#### [Your goal]
Search the material below for the word "keep". Copy every line that has it.

#### [Material provided]
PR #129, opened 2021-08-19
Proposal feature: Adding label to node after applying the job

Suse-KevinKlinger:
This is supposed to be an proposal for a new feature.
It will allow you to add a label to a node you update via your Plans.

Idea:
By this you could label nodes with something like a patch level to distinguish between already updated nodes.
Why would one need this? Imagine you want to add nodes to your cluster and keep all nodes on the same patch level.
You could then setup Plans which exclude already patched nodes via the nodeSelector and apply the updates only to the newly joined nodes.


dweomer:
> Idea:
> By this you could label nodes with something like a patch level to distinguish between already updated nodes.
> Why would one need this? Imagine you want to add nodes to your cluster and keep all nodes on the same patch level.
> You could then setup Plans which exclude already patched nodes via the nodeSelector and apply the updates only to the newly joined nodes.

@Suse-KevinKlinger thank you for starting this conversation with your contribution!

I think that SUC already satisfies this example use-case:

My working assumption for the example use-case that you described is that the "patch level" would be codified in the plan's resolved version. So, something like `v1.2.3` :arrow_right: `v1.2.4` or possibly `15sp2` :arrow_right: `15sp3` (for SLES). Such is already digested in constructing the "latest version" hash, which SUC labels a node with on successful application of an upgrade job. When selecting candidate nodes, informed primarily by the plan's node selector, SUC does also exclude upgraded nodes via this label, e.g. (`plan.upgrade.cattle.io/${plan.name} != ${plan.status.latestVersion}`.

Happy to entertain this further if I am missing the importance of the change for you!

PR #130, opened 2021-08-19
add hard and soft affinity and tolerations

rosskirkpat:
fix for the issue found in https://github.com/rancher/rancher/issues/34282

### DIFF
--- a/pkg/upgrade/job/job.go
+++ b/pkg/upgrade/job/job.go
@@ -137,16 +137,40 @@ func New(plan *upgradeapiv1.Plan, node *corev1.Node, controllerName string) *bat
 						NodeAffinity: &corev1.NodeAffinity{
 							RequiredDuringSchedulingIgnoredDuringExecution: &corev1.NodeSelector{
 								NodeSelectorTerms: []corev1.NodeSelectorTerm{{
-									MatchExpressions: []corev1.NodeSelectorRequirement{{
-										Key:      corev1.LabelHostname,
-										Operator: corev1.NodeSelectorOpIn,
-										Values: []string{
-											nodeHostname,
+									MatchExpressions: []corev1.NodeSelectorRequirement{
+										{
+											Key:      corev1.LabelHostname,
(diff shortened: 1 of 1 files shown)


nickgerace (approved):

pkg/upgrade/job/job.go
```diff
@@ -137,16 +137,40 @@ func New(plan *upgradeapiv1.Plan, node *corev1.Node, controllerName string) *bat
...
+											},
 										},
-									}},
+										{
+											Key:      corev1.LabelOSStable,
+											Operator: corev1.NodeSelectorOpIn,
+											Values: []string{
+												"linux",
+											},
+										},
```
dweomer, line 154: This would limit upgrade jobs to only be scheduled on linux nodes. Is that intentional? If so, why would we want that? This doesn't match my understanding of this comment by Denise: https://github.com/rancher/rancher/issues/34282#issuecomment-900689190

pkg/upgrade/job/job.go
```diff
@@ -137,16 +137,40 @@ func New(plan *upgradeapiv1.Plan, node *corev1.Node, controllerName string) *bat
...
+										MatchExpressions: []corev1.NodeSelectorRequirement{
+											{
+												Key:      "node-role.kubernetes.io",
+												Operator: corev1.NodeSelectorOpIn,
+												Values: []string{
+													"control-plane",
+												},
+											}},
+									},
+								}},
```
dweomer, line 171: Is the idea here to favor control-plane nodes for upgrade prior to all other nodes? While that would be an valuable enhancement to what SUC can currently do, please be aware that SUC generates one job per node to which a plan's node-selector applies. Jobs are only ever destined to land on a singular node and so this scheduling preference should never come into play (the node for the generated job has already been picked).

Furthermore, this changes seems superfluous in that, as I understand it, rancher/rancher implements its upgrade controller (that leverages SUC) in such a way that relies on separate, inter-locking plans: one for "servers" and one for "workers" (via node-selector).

#### [Solution below]
Why would one need this? Imagine you want to add nodes to your cluster and keep all nodes on the same patch level.
> Why would one need this? Imagine you want to add nodes to your cluster and keep all nodes on the same patch level.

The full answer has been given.